▸ Work task
Copy out all lines of the records in which the word "keys" appears.

(Collected data entries)
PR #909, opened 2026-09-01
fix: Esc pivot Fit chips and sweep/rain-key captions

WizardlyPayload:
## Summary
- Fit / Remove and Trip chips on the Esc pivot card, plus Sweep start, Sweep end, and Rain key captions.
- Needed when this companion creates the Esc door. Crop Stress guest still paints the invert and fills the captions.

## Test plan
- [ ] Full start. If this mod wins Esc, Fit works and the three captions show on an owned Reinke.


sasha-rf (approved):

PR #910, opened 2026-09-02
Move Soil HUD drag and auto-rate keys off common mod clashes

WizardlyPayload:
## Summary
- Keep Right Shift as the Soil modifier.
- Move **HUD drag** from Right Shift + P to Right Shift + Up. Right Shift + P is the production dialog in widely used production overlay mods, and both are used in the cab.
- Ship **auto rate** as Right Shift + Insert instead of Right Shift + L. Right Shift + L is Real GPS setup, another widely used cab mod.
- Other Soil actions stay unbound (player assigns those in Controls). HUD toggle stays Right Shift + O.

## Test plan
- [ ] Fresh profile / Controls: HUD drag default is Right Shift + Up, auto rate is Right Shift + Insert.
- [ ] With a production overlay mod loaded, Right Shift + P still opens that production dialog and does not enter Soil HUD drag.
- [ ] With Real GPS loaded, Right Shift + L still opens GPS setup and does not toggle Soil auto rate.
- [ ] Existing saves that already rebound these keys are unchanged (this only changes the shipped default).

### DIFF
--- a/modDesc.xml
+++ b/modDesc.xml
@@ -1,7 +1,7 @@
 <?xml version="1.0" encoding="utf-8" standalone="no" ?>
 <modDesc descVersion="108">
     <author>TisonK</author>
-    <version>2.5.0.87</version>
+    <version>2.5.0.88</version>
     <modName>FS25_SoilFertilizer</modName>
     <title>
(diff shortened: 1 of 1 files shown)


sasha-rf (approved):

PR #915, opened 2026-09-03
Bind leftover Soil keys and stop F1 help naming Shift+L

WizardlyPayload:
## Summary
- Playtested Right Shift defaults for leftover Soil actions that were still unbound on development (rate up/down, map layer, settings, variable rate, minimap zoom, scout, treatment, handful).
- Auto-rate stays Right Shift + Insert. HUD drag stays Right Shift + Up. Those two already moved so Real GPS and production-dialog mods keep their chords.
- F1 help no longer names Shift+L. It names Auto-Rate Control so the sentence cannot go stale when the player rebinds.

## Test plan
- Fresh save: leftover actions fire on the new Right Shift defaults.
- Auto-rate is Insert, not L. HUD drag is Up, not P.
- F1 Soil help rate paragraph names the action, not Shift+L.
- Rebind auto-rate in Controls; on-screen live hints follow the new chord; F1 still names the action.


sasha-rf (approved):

==

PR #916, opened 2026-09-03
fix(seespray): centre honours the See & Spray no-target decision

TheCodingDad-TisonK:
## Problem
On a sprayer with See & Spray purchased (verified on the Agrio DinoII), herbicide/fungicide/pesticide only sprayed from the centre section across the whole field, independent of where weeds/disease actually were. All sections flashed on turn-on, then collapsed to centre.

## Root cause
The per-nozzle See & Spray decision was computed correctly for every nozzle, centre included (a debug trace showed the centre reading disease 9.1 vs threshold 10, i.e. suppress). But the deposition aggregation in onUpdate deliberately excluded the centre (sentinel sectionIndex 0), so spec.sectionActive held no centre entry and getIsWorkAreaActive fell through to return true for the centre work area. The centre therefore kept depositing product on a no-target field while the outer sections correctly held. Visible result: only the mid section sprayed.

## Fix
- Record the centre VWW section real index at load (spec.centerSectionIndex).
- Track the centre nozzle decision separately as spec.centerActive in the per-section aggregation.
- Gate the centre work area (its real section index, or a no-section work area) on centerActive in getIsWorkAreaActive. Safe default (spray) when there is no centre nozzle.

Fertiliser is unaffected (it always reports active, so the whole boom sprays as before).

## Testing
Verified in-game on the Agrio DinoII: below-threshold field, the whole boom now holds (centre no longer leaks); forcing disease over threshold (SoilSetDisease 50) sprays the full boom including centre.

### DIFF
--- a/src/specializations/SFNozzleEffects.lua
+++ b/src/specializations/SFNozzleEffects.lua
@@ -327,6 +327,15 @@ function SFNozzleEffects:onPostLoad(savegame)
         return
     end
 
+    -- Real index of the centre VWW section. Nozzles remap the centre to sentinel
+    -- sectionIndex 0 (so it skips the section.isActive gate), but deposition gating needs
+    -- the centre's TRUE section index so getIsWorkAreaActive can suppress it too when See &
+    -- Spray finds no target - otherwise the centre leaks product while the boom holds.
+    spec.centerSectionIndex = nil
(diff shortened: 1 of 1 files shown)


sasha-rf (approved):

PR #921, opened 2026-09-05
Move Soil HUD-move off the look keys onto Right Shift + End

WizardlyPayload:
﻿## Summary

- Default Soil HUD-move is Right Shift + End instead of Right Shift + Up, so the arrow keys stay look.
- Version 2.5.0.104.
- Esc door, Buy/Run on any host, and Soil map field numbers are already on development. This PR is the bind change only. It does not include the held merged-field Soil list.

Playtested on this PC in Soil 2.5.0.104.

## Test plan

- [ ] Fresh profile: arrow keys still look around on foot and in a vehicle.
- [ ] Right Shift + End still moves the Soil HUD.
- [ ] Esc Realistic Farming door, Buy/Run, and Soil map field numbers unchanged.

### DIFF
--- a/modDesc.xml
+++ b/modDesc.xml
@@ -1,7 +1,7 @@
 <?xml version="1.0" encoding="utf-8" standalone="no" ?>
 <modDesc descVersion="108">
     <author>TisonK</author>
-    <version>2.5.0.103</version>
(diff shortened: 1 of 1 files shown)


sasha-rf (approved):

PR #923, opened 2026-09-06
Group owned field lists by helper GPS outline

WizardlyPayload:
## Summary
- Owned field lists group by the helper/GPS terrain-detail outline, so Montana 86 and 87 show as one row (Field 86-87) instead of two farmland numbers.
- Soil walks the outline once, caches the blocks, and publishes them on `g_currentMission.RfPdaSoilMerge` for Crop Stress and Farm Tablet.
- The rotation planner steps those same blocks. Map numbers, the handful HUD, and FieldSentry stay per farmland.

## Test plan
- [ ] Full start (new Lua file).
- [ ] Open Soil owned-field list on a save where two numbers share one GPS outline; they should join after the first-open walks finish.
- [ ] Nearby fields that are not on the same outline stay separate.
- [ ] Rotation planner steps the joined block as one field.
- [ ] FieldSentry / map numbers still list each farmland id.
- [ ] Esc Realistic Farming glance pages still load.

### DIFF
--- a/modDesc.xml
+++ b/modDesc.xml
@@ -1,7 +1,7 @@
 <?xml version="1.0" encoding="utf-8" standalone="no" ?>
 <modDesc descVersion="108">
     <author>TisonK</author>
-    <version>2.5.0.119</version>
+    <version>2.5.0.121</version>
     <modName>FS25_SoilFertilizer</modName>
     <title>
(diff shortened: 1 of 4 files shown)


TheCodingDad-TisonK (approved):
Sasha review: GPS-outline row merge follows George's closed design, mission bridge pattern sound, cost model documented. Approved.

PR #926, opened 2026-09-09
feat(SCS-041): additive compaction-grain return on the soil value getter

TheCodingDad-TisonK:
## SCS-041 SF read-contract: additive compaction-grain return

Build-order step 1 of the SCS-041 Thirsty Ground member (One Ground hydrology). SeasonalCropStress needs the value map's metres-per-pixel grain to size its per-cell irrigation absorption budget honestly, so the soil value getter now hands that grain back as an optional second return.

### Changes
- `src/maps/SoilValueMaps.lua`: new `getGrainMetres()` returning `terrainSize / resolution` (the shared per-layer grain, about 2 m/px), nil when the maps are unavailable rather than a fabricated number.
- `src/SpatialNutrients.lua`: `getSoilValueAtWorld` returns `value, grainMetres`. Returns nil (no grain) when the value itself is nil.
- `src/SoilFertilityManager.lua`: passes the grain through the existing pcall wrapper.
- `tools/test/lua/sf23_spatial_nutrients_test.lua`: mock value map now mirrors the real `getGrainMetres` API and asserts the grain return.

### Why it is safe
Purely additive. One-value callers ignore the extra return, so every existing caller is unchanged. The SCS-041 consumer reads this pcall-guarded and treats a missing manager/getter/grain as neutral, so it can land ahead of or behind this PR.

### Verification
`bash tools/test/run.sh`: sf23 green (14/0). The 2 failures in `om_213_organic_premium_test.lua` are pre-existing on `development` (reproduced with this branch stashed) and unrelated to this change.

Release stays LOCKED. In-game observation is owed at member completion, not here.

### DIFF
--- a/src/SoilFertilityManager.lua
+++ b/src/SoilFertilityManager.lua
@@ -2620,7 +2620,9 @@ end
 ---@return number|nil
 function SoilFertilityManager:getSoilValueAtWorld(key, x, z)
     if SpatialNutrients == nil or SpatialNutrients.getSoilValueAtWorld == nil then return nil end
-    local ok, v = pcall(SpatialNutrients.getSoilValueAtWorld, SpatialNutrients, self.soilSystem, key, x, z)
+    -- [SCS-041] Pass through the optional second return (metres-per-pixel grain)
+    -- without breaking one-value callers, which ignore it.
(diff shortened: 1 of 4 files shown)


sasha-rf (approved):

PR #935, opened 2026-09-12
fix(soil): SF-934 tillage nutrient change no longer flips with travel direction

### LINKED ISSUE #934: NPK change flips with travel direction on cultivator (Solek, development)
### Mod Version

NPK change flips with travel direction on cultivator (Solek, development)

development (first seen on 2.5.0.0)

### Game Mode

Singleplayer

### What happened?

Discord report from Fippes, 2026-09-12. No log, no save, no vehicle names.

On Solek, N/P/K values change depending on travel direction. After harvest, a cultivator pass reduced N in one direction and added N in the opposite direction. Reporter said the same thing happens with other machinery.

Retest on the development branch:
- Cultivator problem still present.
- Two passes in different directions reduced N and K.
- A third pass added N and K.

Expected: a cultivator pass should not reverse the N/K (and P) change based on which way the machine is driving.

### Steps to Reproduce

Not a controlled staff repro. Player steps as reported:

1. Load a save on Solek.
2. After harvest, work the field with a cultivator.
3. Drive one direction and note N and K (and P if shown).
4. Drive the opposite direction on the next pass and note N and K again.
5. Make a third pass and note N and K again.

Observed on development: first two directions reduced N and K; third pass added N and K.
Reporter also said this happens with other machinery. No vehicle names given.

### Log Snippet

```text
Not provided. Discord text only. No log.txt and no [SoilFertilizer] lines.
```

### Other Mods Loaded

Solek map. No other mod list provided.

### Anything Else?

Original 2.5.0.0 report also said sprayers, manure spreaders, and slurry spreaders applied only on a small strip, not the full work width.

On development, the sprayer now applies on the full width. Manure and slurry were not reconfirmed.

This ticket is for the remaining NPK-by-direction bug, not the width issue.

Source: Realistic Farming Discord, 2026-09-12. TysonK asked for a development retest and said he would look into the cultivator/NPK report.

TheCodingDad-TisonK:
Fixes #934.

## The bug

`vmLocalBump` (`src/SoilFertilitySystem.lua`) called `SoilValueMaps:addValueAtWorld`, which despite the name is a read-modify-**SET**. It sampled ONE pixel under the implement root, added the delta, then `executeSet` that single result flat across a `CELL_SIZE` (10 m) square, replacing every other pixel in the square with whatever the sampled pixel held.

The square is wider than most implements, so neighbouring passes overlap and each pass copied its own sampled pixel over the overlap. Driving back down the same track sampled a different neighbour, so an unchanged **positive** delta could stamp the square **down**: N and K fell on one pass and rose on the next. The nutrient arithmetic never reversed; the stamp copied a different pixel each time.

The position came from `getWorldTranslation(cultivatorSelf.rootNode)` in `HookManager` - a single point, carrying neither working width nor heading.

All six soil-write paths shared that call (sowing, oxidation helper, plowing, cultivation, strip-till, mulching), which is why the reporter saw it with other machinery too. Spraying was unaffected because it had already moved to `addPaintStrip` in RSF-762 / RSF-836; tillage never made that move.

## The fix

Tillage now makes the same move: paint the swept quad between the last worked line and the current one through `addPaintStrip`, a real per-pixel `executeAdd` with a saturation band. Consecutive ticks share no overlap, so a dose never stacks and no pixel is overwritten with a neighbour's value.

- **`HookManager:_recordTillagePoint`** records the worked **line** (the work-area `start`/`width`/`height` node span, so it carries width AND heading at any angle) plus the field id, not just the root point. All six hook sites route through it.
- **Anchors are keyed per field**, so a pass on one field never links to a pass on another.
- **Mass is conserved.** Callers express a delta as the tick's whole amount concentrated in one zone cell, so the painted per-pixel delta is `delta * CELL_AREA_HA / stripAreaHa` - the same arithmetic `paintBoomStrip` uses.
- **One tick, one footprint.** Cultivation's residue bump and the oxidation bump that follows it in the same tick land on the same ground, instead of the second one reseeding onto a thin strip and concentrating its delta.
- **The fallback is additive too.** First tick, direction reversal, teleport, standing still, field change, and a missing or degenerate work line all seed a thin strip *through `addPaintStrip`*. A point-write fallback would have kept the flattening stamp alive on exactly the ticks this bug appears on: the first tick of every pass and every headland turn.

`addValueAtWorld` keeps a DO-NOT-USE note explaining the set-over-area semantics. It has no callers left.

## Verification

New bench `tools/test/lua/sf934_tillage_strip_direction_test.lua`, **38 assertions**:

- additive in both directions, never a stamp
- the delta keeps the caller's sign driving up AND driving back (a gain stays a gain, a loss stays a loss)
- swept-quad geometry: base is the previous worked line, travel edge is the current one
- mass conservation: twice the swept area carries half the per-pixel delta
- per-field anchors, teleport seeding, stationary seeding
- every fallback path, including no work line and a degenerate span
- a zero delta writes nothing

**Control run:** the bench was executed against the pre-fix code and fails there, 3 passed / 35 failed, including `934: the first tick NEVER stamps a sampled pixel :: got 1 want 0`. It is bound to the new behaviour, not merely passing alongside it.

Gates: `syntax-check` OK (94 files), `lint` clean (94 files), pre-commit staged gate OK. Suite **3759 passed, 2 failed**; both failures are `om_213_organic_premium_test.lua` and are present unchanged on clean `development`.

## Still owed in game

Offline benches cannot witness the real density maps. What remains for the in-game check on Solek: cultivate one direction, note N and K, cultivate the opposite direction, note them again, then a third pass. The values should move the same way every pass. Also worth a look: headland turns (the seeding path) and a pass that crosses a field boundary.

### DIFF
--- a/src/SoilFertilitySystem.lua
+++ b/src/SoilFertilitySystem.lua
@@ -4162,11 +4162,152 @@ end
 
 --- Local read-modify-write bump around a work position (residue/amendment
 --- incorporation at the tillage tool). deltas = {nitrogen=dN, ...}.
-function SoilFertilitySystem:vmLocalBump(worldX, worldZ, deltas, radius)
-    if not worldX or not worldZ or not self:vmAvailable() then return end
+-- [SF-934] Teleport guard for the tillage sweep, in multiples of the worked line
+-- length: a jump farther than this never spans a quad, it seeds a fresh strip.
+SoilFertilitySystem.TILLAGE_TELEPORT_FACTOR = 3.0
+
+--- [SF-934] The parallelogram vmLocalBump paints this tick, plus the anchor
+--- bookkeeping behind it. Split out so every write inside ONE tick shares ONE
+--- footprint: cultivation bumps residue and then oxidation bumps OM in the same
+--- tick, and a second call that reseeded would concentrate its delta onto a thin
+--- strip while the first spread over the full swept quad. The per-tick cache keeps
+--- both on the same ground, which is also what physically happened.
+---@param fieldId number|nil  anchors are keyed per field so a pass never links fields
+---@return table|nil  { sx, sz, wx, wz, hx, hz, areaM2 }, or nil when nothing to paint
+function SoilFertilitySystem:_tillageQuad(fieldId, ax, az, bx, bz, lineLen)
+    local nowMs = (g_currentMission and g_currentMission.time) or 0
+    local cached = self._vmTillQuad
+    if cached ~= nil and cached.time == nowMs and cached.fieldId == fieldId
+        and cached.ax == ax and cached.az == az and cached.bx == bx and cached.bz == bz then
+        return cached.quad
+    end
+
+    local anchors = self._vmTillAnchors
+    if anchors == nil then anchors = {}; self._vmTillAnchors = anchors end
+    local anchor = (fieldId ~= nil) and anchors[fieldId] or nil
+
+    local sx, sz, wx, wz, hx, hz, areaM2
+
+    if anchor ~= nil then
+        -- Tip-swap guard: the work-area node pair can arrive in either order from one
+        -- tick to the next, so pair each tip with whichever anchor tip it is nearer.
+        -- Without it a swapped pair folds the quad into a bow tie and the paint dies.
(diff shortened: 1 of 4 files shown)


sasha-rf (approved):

▸ Answer to the exercise
Move Soil HUD drag and auto-rate keys off common mod clashes
- [ ] Existing saves that already rebound these keys are unchanged (this only changes the shipped default).
Bind leftover Soil keys and stop F1 help naming Shift+L
Move Soil HUD-move off the look keys onto Right Shift + End
- Default Soil HUD-move is Right Shift + End instead of Right Shift + Up, so the arrow keys stay look.
- [ ] Fresh profile: arrow keys still look around on foot and in a vehicle.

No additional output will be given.